*Records provided*.
%%

PR #6035, opened 2015-10-09
Added targets to entity switch reset

ericrius1:
This PR adds the automatically resetting targets to the Toybox reset scripts.

### DIFF
--- a/unpublishedScripts/hiddenEntityReset.js
+++ b/unpublishedScripts/hiddenEntityReset.js
@@ -273,7 +273,7 @@
             resetMe: true
           },
           grabbableKey: {
-            grabbable: true
+            grabbable: false
           }
 
         })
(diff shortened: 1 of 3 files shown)


unpublishedScripts/masterReset.js
```diff
@@ -450,8 +458,12 @@ MasterReset = function() {
                         rotation: rotation,
                         script: targetsScriptURL
                     };
+                    var target = Entities.addEntity(targetProperties);
+                    targets[index] = target;
+                    setEntityCustomData(resetKey, target, {
```
ZappoMan: this construct doesn't make that much sense and is definitely wasteful from a performance and network perspective. You just created the entity "target" with the call ` var target = Entities.addEntity(targetProperties);` and then 2 lines later you set a property on that exact entity... you should really set this property in the original construction of the entity, and not spend the extra time setting a property on something you just created.

The better approach would be....

```
var targetProperties = {
    name: 'Target',
    type: 'Model',
    modelURL: MODEL_URL,
    shapeType: 'compound',
    collisionsWillMove: true,
    dimensions: TARGET_DIMENSIONS,
    compoundShapeURL: COLLISION_HULL_URL,
    position: originalPositions[index],
    rotation: rotation,
    script: targetsScriptURL,
    userData: JSON.stringify({
        resetMe: {
            resetMe: true
        }
    });
};
var target = Entities.addEntity(targetProperties);
```

We should really repair this in all these new object creation cases.

unpublishedScripts/masterReset.js
```diff
@@ -421,8 +426,11 @@ MasterReset = function() {
                     rotation: rotation,
                     script: targetsScriptURL
                 };
-
-                targets.push(Entities.addEntity(targetProperties));
+                var target = Entities.addEntity(targetProperties);
+                targets.push(target);
+                setEntityCustomData(resetKey, target, {
```
ZappoMan: see my note below about calling `setEntityCustomData()` immediately after `Entities.addEntity()`

unpublishedScripts/masterReset.js
```diff
@@ -388,6 +388,11 @@ MasterReset = function() {
             ignoreForCollisions: true,
         });
 
+
+        setEntityCustomData(resetKey, targetIntervalClearer, {
```
ZappoMan: see my note below about calling `setEntityCustomData()` immediately after `Entities.addEntity()`

unpublishedScripts/hiddenEntityReset.js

%%

*To do*. The records above must be retyped in full, exactly as written.

*Completed exercise*.
PR #6035, opened 2015-10-09
Added targets to entity switch reset

ericrius1:
This PR adds the automatically resetting targets to the Toybox reset scripts.

### DIFF
--- a/unpublishedScripts/hiddenEntityReset.js
+++ b/unpublishedScripts/hiddenEntityReset.js
@@ -273,7 +273,7 @@
             resetMe: true
           },
           grabbableKey: {
-            grabbable: true
+            grabbable: false
           }
 
         })
(diff shortened: 1 of 3 files shown)


unpublishedScripts/masterReset.js
```diff
@@ -450,8 +458,12 @@ MasterReset = function() {
                         rotation: rotation,
                         script: targetsScriptURL
                     };
+                    var target = Entities.addEntity(targetProperties);
+                    targets[index] = target;
+                    setEntityCustomData(resetKey, target, {
```
ZappoMan: this construct doesn't make that much sense and is definitely wasteful from a performance and network perspective. You just created the entity "target" with the call ` var target = Entities.addEntity(targetProperties);` and then 2 lines later you set a property on that exact entity... you should really set this property in the original construction of the entity, and not spend the extra time setting a property on something you just created.

The better approach would be....

```
var targetProperties = {
    name: 'Target',
    type: 'Model',
    modelURL: MODEL_URL,
    shapeType: 'compound',
    collisionsWillMove: true,
    dimensions: TARGET_DIMENSIONS,
    compoundShapeURL: COLLISION_HULL_URL,
    position: originalPositions[index],
    rotation: rotation,
    script: targetsScriptURL,
    userData: JSON.stringify({
        resetMe: {
            resetMe: true
        }
    });
};
var target = Entities.addEntity(targetProperties);
```

We should really repair this in all these new object creation cases.

unpublishedScripts/masterReset.js
```diff
@@ -421,8 +426,11 @@ MasterReset = function() {
                     rotation: rotation,
                     script: targetsScriptURL
                 };
-
-                targets.push(Entities.addEntity(targetProperties));
+                var target = Entities.addEntity(targetProperties);
+                targets.push(target);
+                setEntityCustomData(resetKey, target, {
```
ZappoMan: see my note below about calling `setEntityCustomData()` immediately after `Entities.addEntity()`

unpublishedScripts/masterReset.js
```diff
@@ -388,6 +388,11 @@ MasterReset = function() {
             ignoreForCollisions: true,
         });
 
+
+        setEntityCustomData(resetKey, targetIntervalClearer, {
```
ZappoMan: see my note below about calling `setEntityCustomData()` immediately after `Entities.addEntity()`

unpublishedScripts/hiddenEntityReset.js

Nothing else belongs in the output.